_Task requirements_:
Go through the data below. List every line that holds the word "settings".
*** Data supplied ***
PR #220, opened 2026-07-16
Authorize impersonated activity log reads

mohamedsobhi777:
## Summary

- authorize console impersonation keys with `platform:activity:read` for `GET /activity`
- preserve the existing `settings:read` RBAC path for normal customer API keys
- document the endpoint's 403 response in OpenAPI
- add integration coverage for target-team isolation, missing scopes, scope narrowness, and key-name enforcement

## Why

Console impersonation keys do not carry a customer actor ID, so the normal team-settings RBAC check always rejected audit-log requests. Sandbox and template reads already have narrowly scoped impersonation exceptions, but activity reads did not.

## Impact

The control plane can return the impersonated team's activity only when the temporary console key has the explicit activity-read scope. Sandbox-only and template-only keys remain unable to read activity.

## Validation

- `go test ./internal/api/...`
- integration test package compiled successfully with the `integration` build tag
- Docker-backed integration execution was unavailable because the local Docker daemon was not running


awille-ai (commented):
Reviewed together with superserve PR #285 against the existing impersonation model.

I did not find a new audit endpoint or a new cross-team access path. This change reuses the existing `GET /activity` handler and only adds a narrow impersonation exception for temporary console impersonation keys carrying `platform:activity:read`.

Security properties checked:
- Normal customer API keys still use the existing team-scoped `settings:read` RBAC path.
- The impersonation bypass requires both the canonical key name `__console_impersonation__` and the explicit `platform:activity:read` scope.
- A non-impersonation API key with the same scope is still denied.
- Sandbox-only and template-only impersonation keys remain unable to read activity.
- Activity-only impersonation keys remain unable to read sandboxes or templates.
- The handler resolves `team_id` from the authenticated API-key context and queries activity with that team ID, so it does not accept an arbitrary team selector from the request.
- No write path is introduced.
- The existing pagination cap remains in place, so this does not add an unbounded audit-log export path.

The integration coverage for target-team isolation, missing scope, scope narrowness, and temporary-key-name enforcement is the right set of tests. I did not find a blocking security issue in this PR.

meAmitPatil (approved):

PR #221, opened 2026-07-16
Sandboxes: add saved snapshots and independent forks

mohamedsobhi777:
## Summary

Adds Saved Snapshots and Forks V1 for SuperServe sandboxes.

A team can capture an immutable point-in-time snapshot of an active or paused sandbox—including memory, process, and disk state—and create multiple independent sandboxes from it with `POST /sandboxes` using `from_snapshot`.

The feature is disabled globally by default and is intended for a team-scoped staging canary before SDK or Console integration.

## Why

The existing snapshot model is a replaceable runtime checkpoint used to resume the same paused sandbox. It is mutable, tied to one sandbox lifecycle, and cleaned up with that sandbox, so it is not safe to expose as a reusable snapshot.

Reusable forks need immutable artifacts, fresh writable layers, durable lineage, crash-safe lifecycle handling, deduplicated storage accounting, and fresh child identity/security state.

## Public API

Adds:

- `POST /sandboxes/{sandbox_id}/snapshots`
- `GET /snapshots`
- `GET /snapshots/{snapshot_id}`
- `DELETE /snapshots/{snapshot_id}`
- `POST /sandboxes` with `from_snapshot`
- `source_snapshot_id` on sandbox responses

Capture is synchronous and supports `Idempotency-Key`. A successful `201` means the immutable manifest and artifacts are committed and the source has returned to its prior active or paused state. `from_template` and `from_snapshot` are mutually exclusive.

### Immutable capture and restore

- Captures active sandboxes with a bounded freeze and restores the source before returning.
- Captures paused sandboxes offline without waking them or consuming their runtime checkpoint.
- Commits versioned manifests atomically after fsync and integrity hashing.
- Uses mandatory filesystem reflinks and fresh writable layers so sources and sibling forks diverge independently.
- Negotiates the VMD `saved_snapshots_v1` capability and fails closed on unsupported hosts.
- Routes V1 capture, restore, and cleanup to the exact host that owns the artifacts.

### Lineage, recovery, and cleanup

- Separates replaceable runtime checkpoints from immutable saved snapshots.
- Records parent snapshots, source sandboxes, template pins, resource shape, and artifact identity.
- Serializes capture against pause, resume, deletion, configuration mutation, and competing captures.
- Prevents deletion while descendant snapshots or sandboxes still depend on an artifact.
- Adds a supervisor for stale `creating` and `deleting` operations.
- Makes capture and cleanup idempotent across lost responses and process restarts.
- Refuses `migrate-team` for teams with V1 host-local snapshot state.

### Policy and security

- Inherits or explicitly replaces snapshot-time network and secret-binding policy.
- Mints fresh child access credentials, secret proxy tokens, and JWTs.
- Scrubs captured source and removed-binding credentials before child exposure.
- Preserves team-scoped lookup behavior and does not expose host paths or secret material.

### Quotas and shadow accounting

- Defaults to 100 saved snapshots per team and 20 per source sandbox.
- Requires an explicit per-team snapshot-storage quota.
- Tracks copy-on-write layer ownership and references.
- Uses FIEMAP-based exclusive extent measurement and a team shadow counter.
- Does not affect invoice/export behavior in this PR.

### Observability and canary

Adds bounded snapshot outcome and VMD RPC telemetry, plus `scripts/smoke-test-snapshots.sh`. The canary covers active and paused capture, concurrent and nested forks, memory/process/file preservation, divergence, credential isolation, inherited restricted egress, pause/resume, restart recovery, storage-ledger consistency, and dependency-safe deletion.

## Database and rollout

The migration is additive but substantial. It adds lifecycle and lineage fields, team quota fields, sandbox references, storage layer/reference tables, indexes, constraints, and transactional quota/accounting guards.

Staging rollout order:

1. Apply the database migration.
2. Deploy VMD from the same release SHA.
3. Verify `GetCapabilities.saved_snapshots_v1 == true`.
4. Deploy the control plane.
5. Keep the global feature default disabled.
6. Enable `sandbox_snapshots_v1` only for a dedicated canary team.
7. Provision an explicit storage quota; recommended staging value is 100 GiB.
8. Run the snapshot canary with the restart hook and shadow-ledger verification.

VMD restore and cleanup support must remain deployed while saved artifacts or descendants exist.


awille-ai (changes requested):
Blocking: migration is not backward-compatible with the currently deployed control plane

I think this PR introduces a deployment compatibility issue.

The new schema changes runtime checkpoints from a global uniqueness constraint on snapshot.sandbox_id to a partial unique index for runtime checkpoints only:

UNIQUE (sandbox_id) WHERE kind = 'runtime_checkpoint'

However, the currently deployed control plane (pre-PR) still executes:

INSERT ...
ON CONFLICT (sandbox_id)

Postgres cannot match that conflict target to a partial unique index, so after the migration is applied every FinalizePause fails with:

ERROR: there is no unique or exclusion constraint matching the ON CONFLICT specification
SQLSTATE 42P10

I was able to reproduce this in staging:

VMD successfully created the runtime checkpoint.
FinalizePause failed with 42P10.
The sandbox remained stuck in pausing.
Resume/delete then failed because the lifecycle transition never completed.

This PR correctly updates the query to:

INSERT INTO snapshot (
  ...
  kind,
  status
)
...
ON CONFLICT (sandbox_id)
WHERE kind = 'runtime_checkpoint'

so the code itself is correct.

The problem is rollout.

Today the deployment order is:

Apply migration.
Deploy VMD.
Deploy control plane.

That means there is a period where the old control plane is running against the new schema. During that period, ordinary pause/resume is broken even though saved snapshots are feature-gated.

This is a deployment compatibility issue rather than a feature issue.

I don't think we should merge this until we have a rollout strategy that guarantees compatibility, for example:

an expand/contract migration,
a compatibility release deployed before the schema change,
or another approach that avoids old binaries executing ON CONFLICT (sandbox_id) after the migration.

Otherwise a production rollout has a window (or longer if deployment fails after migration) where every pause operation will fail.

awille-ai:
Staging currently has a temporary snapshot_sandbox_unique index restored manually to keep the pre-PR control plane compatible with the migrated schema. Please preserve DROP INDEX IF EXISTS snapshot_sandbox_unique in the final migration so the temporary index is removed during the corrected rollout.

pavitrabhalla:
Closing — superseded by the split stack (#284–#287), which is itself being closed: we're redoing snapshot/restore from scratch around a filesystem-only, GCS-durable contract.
*** End of Data supplied ***
_Answer for this exercise_:
- preserve the existing `settings:read` RBAC path for normal customer API keys
Console impersonation keys do not carry a customer actor ID, so the normal team-settings RBAC check always rejected audit-log requests. Sandbox and template reads already have narrowly scoped impersonation exceptions, but activity reads did not.
- Normal customer API keys still use the existing team-scoped `settings:read` RBAC path.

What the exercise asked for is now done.